▸ **Work request**: The required answer is an exact copy of every entry underneath.

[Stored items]
- Opening Delimiter -
PR #4524, opened 2025-10-09
optimize: inefficient srs_avc_startswith_annexb

### LINKED ISSUE #4522: [Cannot Fix] [SRT]: Server hang when publishing with QSV/OBS encoder
**Describe the bug**

```nginx
srt_server {
    enabled on;
    listen 10080;
}

vhost __defaultVhost__ {
    srt {
        enabled on;
        srt_to_rtmp on;
    }
}
```

When SRT to RTMP is on and incoming streams isn't very protocol compliant ( e.g., QSV H264 on OBS, the produced stream may not contain SPS and IDR on first few packets, also VAAPI/QSV HEVC on OBS), SRS will refuse to process those packets with logs complaining SPS or PPS empty. This might not be an issue but SRS will also hang for other requests. From my observation, SRS will eat up 3 cores (AMD EPYC 7453) and all other requests (SRT/RTMP playback hangs, HTTP requests hang and delay)

**Version**
SRS/6.0.177(Hang) in Docker

**To Reproduce**
1. Setup SRT2RTMP
2. Publish stream using QSV encoder on OBS
3. Check SRS CPU Usage
4. Test HTTP connectivity to SRS HTTP Endpoints

**Expected behavior**
Server should return error to those non-compliant streams and not block other requests, or, when I setup an SRT listener using FFPlay (`ffprobe -mode listener -v debug -show_packets -i srt://:12345 `), although FFMPEG also complains for no sps on first few packets, the stream is also playable after a few seconds. Maybe srs should also try to handle these cases, at least not hang and block other requests. 

**Screenshots**

SRS Log

SRS CPU Usage

**Additional context**
From my testing, QSV H264/H265 on OBS, VA-API H265 on OBS has these issues. QSV/VA-API on FFMPEG doesn't. My guess is that OBS may be lagging due to some reasons and not producing expected results, I'm working on fix this bug in OBS or also open an issue their side.

HolgerHuo:
Partially fixes #4522 .

I profiled SRS server during hang and found that `srs_avc_startswith_annexb` took up most of the CPU time:

image

After examining the code, I found that the current implementation of `srs_avc_startswith_annexb` seems inefficient. Annex B specifies that bitstream begins with 00 00 00 01 or 00 00 01. There is no need to check for N x 00 + 01, which would require the buffer much more time. 

One thing yet to be explored is that this solved problem with hardware encoding of HEVC with OBS, but not QSV H264 with OBS (although it wont cause the server to hang anymore ).  When playing with ffplay (`ffplay -mode listener -i srt://:12345`), video will eventually start to play when there is SPS in stream; however, with SRS, SPS will never come in. I don't think OBS will change its behavior with different behaviors but maybe there's some special logic in ffmpeg that handles this. 

I developed on R6 branch. In develop branch, this function was moved to another file. Should I update this pr, please let me know.

### DIFF
--- a/trunk/src/kernel/srs_kernel_utility.cpp
+++ b/trunk/src/kernel/srs_kernel_utility.cpp
@@ -725,26 +725,32 @@ bool srs_avc_startswith_annexb(SrsBuffer* stream, int* pnb_start_code)
     
     char* bytes = stream->data() + stream->pos();
     char* p = bytes;
+
+    // h264 annexb start codes are either 00 00 01 or 00 00 00 01
+    if (!stream->require(3)) {
+        return false;
+    }
     
-    for (;;) {
-        if (!stream->require((int)(p - bytes + 3))) {
-            return false;
+    // first check if starts with 00 00
+    if (p[0] != (char)0x00 || p[1] != (char)0x00) {
+        return false;
+    }
+    
+    // check for 00 00 01
+    if (p[2] == (char)0x01) {
+        if (pnb_start_code) {
+            *pnb_start_code = 3;
         }
-        
-        // not match
-        if (p[0] != (char)0x00 || p[1] != (char)0x00) {
-            return false;
+        return true;
+    }
+    
+    // check for 00 00 00 01
+    // only check when we have enough bytes
+    if (stream->require(4) && p[2] == (char)0x00 && p[3] == (char)0x01) {
+        if (pnb_start_code) {
+            *pnb_start_code = 4;
         }
-        
-        // match N[00] 00 00 01, where N>=0
-        if (p[2] == (char)0x01) {
-            if (pnb_start_code) {
-                *pnb_start_code = (int)(p - bytes) + 3;
-            }
-            return true;
-        }
-        
-        p++;
+        return true;
     }
     
     return false;


winlinvip:
Thank you for investigating the performance issue and submitting this PR! However, after carefully reviewing the H.264 Annex B specification, I believe the current implementation is actually **correct** and this PR would break specification compliance.

## H.264 Annex B Specification

According to the H.264 standard (ISO/IEC 14496-10) Annex B, the byte stream NAL unit syntax is defined as:

```
byte_stream_nal_unit( NumBytesInNALunit ) {
    while( next_bits( 24 ) != 0x000001 && next_bits( 32 ) != 0x00000001 )
        leading_zero_8bits /* equal to 0x00 */
    if( next_bits( 24 ) != 0x000001 )
        zero_byte /* equal to 0x00 */
    start_code_prefix_one_3bytes /* equal to 0x000001 */
    nal_unit( NumBytesInNALunit )
    ...
}
```

**Key points from the specification:**

1. **`leading_zero_8bits`**: The specification explicitly allows **any number of leading 0x00 bytes** before the start code prefix
2. **`zero_byte`**: An additional optional 0x00 byte before the 3-byte start code prefix
3. **Valid start codes include:**
   - `00 00 01` (3 bytes)
   - `00 00 00 01` (4 bytes)
   - `00 00 00 00 01` (5 bytes)
   - `00 00 00 00 00 01` (6 bytes)
   - And so on... (N×0x00 + 00 01, where N≥0)

**Reference**: You can find this syntax definition in:
- ISO/IEC 14496-10 Annex B (Byte stream format)

## Why the Current Implementation is Correct

The current SRS implementation correctly handles the specification:

```cpp
for (;;) {
    if (!stream->require((int)(p - bytes + 3))) {
        return false;
    }
    
    // not match
    if (p[0] != (char)0x00 || p[1] != (char)0x00) {
        return false;
    }
    
    // match N[00] 00 00 01, where N>=0
    if (p[2] == (char)0x01) {
        if (pnb_start_code) {
            *pnb_start_code = (int)(p - bytes) + 3;
        }
        return true;
    }
    
    p++;  // Skip one 0x00 and continue looking
}
```

This correctly accepts:
- `00 00 01` ✅
- `00 00 00 01` ✅
- `00 00 00 00 01` ✅
- Any number of leading zeros ✅

## Why This PR Would Break Compliance

Your proposed change only accepts exactly `00 00 01` or `00 00 00 01`, which would **reject valid H.264 streams** that have more than one leading zero byte. This would break compatibility with:
- Encoders that add multiple leading zeros for alignment or other purposes
- Valid H.264/HEVC streams that follow the Annex B specification
- Certain broadcast and professional video equipment

HolgerHuo:
You are right. I overlooked the usage of this function. 

Do you think the issue in #4522 is caused by this function? seems the original implementation should be working...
- Closing Delimiter -
▸ **Expected answer**:
PR #4524, opened 2025-10-09
optimize: inefficient srs_avc_startswith_annexb

### LINKED ISSUE #4522: [Cannot Fix] [SRT]: Server hang when publishing with QSV/OBS encoder
**Describe the bug**

```nginx
srt_server {
    enabled on;
    listen 10080;
}

vhost __defaultVhost__ {
    srt {
        enabled on;
        srt_to_rtmp on;
    }
}
```

When SRT to RTMP is on and incoming streams isn't very protocol compliant ( e.g., QSV H264 on OBS, the produced stream may not contain SPS and IDR on first few packets, also VAAPI/QSV HEVC on OBS), SRS will refuse to process those packets with logs complaining SPS or PPS empty. This might not be an issue but SRS will also hang for other requests. From my observation, SRS will eat up 3 cores (AMD EPYC 7453) and all other requests (SRT/RTMP playback hangs, HTTP requests hang and delay)

**Version**
SRS/6.0.177(Hang) in Docker

**To Reproduce**
1. Setup SRT2RTMP
2. Publish stream using QSV encoder on OBS
3. Check SRS CPU Usage
4. Test HTTP connectivity to SRS HTTP Endpoints

**Expected behavior**
Server should return error to those non-compliant streams and not block other requests, or, when I setup an SRT listener using FFPlay (`ffprobe -mode listener -v debug -show_packets -i srt://:12345 `), although FFMPEG also complains for no sps on first few packets, the stream is also playable after a few seconds. Maybe srs should also try to handle these cases, at least not hang and block other requests. 

**Screenshots**

SRS Log

SRS CPU Usage

**Additional context**
From my testing, QSV H264/H265 on OBS, VA-API H265 on OBS has these issues. QSV/VA-API on FFMPEG doesn't. My guess is that OBS may be lagging due to some reasons and not producing expected results, I'm working on fix this bug in OBS or also open an issue their side.

HolgerHuo:
Partially fixes #4522 .

I profiled SRS server during hang and found that `srs_avc_startswith_annexb` took up most of the CPU time:

image

After examining the code, I found that the current implementation of `srs_avc_startswith_annexb` seems inefficient. Annex B specifies that bitstream begins with 00 00 00 01 or 00 00 01. There is no need to check for N x 00 + 01, which would require the buffer much more time. 

One thing yet to be explored is that this solved problem with hardware encoding of HEVC with OBS, but not QSV H264 with OBS (although it wont cause the server to hang anymore ).  When playing with ffplay (`ffplay -mode listener -i srt://:12345`), video will eventually start to play when there is SPS in stream; however, with SRS, SPS will never come in. I don't think OBS will change its behavior with different behaviors but maybe there's some special logic in ffmpeg that handles this. 

I developed on R6 branch. In develop branch, this function was moved to another file. Should I update this pr, please let me know.

### DIFF
--- a/trunk/src/kernel/srs_kernel_utility.cpp
+++ b/trunk/src/kernel/srs_kernel_utility.cpp
@@ -725,26 +725,32 @@ bool srs_avc_startswith_annexb(SrsBuffer* stream, int* pnb_start_code)
     
     char* bytes = stream->data() + stream->pos();
     char* p = bytes;
+
+    // h264 annexb start codes are either 00 00 01 or 00 00 00 01
+    if (!stream->require(3)) {
+        return false;
+    }
     
-    for (;;) {
-        if (!stream->require((int)(p - bytes + 3))) {
-            return false;
+    // first check if starts with 00 00
+    if (p[0] != (char)0x00 || p[1] != (char)0x00) {
+        return false;
+    }
+    
+    // check for 00 00 01
+    if (p[2] == (char)0x01) {
+        if (pnb_start_code) {
+            *pnb_start_code = 3;
         }
-        
-        // not match
-        if (p[0] != (char)0x00 || p[1] != (char)0x00) {
-            return false;
+        return true;
+    }
+    
+    // check for 00 00 00 01
+    // only check when we have enough bytes
+    if (stream->require(4) && p[2] == (char)0x00 && p[3] == (char)0x01) {
+        if (pnb_start_code) {
+            *pnb_start_code = 4;
         }
-        
-        // match N[00] 00 00 01, where N>=0
-        if (p[2] == (char)0x01) {
-            if (pnb_start_code) {
-                *pnb_start_code = (int)(p - bytes) + 3;
-            }
-            return true;
-        }
-        
-        p++;
+        return true;
     }
     
     return false;


winlinvip:
Thank you for investigating the performance issue and submitting this PR! However, after carefully reviewing the H.264 Annex B specification, I believe the current implementation is actually **correct** and this PR would break specification compliance.

## H.264 Annex B Specification

According to the H.264 standard (ISO/IEC 14496-10) Annex B, the byte stream NAL unit syntax is defined as:

```
byte_stream_nal_unit( NumBytesInNALunit ) {
    while( next_bits( 24 ) != 0x000001 && next_bits( 32 ) != 0x00000001 )
        leading_zero_8bits /* equal to 0x00 */
    if( next_bits( 24 ) != 0x000001 )
        zero_byte /* equal to 0x00 */
    start_code_prefix_one_3bytes /* equal to 0x000001 */
    nal_unit( NumBytesInNALunit )
    ...
}
```

**Key points from the specification:**

1. **`leading_zero_8bits`**: The specification explicitly allows **any number of leading 0x00 bytes** before the start code prefix
2. **`zero_byte`**: An additional optional 0x00 byte before the 3-byte start code prefix
3. **Valid start codes include:**
   - `00 00 01` (3 bytes)
   - `00 00 00 01` (4 bytes)
   - `00 00 00 00 01` (5 bytes)
   - `00 00 00 00 00 01` (6 bytes)
   - And so on... (N×0x00 + 00 01, where N≥0)

**Reference**: You can find this syntax definition in:
- ISO/IEC 14496-10 Annex B (Byte stream format)

## Why the Current Implementation is Correct

The current SRS implementation correctly handles the specification:

```cpp
for (;;) {
    if (!stream->require((int)(p - bytes + 3))) {
        return false;
    }
    
    // not match
    if (p[0] != (char)0x00 || p[1] != (char)0x00) {
        return false;
    }
    
    // match N[00] 00 00 01, where N>=0
    if (p[2] == (char)0x01) {
        if (pnb_start_code) {
            *pnb_start_code = (int)(p - bytes) + 3;
        }
        return true;
    }
    
    p++;  // Skip one 0x00 and continue looking
}
```

This correctly accepts:
- `00 00 01` ✅
- `00 00 00 01` ✅
- `00 00 00 00 01` ✅
- Any number of leading zeros ✅

## Why This PR Would Break Compliance

Your proposed change only accepts exactly `00 00 01` or `00 00 00 01`, which would **reject valid H.264 streams** that have more than one leading zero byte. This would break compatibility with:
- Encoders that add multiple leading zeros for alignment or other purposes
- Valid H.264/HEVC streams that follow the Annex B specification
- Certain broadcast and professional video equipment

HolgerHuo:
You are right. I overlooked the usage of this function. 

Do you think the issue in #4522 is caused by this function? seems the original implementation should be working...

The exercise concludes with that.